[Collected data]

=== Begin Enclosure ===

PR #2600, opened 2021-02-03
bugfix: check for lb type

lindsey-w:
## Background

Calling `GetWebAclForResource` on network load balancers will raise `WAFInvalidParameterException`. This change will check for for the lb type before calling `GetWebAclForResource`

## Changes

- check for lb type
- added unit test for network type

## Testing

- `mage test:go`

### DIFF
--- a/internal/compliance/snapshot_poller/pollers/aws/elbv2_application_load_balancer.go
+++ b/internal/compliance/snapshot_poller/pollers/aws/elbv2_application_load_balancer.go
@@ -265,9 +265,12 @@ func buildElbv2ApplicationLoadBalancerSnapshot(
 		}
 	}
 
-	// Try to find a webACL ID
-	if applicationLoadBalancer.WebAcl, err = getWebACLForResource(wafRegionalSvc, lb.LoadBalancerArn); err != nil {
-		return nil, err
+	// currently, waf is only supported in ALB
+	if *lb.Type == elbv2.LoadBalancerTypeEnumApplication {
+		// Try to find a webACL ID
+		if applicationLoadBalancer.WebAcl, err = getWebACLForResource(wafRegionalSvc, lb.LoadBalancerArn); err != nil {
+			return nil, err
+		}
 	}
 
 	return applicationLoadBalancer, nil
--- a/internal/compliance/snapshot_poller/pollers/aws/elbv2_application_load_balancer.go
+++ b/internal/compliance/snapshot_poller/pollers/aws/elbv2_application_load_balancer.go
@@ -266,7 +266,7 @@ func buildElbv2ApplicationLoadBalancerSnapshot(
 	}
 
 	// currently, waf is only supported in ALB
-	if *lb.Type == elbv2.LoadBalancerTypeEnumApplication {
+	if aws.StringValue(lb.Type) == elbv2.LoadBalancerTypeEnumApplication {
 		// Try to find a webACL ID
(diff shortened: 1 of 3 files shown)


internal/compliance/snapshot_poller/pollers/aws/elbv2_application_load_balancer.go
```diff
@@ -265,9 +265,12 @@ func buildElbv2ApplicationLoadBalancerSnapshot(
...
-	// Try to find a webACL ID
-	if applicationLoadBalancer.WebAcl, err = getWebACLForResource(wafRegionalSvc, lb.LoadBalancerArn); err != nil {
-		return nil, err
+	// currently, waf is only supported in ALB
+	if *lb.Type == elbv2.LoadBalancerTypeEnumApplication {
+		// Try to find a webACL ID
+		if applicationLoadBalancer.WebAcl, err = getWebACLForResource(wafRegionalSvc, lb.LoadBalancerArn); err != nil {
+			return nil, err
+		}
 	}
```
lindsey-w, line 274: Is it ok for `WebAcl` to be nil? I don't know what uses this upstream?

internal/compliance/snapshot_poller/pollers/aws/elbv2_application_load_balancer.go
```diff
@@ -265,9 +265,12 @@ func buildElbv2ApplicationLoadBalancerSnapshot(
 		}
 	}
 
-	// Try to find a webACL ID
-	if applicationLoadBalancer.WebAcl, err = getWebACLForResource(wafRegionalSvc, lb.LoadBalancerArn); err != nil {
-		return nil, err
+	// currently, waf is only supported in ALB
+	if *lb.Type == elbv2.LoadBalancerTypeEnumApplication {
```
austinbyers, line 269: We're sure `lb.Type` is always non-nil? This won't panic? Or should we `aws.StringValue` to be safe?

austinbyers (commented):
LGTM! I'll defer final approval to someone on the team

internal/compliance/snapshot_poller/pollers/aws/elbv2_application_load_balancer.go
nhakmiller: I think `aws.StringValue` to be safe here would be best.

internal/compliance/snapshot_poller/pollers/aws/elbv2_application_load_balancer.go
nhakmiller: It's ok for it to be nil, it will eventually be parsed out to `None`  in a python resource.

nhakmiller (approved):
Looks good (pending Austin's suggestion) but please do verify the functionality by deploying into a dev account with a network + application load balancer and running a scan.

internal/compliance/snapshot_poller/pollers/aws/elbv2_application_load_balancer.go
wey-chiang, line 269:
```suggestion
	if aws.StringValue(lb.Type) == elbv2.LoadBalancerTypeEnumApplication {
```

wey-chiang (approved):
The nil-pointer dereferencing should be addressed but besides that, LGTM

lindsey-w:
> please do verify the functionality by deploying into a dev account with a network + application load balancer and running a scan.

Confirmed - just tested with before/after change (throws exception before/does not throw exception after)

=== End Enclosure ===

What the task requires =>
From the data, pick out every line that includes "account".

Result of this exercise =>
Looks good (pending Austin's suggestion) but please do verify the functionality by deploying into a dev account with a network + application load balancer and running a scan.
> please do verify the functionality by deploying into a dev account with a network + application load balancer and running a scan.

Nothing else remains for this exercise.